In subsection 4.1.2 unbounded diffusive motion has been shown to exist for the quantum kicked harmonic oscillator in the classical resonance cases (1.23) defined by $q\in\tilde{{\mathcal Q}}$ as given by equation (1.33). What is more, the quantum phase portraits in subsection 4.1.1 clearly demonstrate that the unbounded quantum motion takes place in just the channels of the classical periodic stochastic webs discussed in section 1.2. In other words, it has been found numerically that there exist quantum stochastic webs covering the whole phase plane and exhibiting the same symmetries as their classical counterparts described in chapter 1.

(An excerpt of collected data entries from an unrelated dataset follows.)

PR #6258, opened 2022-02-10
VITIS-3208 hwmon_sdm: add support xocl/userpf hwmon_sdm driver

rajkumar-xilinx:
Added changes to support & enable hwmon_sdm driver in userpf.
Disable XMC on vck5000-es3 (device_id 0x5049)
Added changes to create sysfs entries under hwmon directory for all eligible sensors.
Added new mailbox request to receive sensors from unprivileged access.
Device sensors are registered with hwmon driver and are visible under hwmon sysfs directory.


rajkumar-xilinx:
dmesg log:
[Feb11 06:12] xocl 0000:d8:00.1: mailbox.u.9437184 ffff9f108906e810 _mailbox_request: sending request: 16 via HW
[  +0.075898] xclmgmt 0000:d8:00.0: mailbox.m.9437184 ffff9f108d9d3410 process_request: received request from peer: 16, passed on
[  +0.000018] xclmgmt 0000:d8:00.0: xclmgmt_read_subdev_req: req kind 8
[  +0.000018] xclmgmt 0000:d8:00.0: mailbox.m.9437184 ffff9f108d9d3410 mailbox_post_response: posting response for: 16 via HW

**temp sensors sysfs nodes**: registered with hwmon driver
bash-4.2# ls /sys/bus/pci/devices/0000\:d8\:00.1/hwmon/hwmon5/
device  subsystem    temp1_label  temp2_label  temp3_label  temp4_label  temp5_label  temp6_label  temp7_label
power   temp1_input  temp2_input  temp3_input  temp4_input  temp5_input  temp6_input  temp7_input  uevent

`bash-4.2# cat hwmon5/temp*
69
Fan RPM
0
QSFP_TEMP1
0
QSFP_TEMP0
0
Sysmon Temp
0
Board Temp
33
Outlet Temp
30
Inlet Temp`

kbhardwa-xilinx:
retest this please

dayeh-xilinx:
retest this please.

chvamshi-xilinx (approved):

src/runtime_src/core/pcie/driver/linux/xocl/mgmtpf/mgmt-core.c
```diff
@@ -776,6 +776,26 @@ static int xclmgmt_read_subdev_req(struct xclmgmt_dev *lro, char *data_ptr, void
 		xclmgmt_subdev_get_data(lro, subdev_req->offset,
 			subdev_req->size, resp, &current_sz);
 		break;
+	case XCL_SDR_BDINFO:
```
houlz0507, line 779: Why can not reuse XCL_BDINFO?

In this section 4.2 I review, along the lines of [BR95], an analytical explanation for these observations, using an argument that relies on exploiting the symmetries of the FLOQUET operator and on constructing groups of mutually commuting translation operators in the phase plane that also commute with the FLOQUET operator. A related, though slightly less transparent, line of reasoning may be found in [BRZ91]. The cases $q=1$ and $q=2$, belonging to ${\mathcal Q}$ -- see equation (1.30) -- but not to $\tilde{{\mathcal Q}}$, are discussed here, too, as well as the remaining resonances with $q\not\in {\mathcal Q}$.